“Perang bisa dimulai dengan alasan apapun, tapi ujungnya selalu sama. Kehancuran peradaban. Yang hancur bukan hanya kota tapi harapan manusia. Maka di tengah dunia yang kembali bergolak, Indonesia harus bicara, harus hadir jadi jembatan bagi perdamaian. Karena kekuatan sejati bukan pada senjata, tapi pada keberanian untuk menghentikan kekerasan. Karena seperti kata John Kennedy, perang harus diakhiri sebelum ia mengakhiri kita semua,”
Eskalasi perang di kawasan Timur Tengah terus menunjukkan peningkatan. Konflik yang sebelumnya hanya terjadi antara Israel dan Palestina, kini melibatkan negara lain, Iran dan Amerika Serikat.
Semua berawal dari ulah Israel yang melancarkan serangan udara ke Iran pada 12 Juni 2025 dan menyasar fasilitas nuklir, serta pusat penyimpanan senjata bawah tanah negara beribu kota Teheran tersebut. Serangan Israel pun tak pelak membuat Iran membalas dengan mengirimkan pesawat nirawak serta ratusan rudal ke arah Israel, khususnya pusat penelitian dan kilang minyak Israel. Salah satu rudal Iran juga menghantam rumah sakit di Israel dan ini dianggap sebagai kejahatan perang, karena menyasar pelayanan kesehatan.
Atas alasan itu, Amerika Serikat membantu Israel turut menyerang Iran dan menyasar 3 fasilitas nuklir yang ada di Iran. Iran pun membalas keterlibatan AS dengan mengirim rudal ke pangkalan militer AS yang terletak di Qatar.
Upaya saling serang terus berlangsung dan menimbulkan kerusakan juga korban jiwa di kedua belah pihak, baik Iran dan Israel.

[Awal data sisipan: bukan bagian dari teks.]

PR #5565, opened 2023-12-04
feat(edgeless): connector elbowed indicator

lzlme:
Part of #4978 
redesigned connector for elbowed style


doodlewind:
Closing since this implementation doesn't reach smoke-test level usability for landing in nightly master. According to recent plan, we'll lower the priority of shipping edgeless features, focusing on bug fixes and refactors.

Secara mengejutkan, Presiden AS Donald Trump melalui unggahan media sosialnya, menyampaikan bahwa Iran dan Israel telah menyepakati gencatan senjata total yang akan mulai berlaku Selasa (24/6/2025) dini hari. Ia meminta kedua negara mematuhi gencatan senjata tersebut.
Tak lama dari dimulainya gencatan senjata, Israel melanggarnya dengan menembakkan rudal ke arah Iran. Iran membalas serangan Israel itu, sekalipun ada di tengah gencatan senjata. Donald Trump pun dibuat geram oleh ulah kedua negara tersebut, terutama Israel.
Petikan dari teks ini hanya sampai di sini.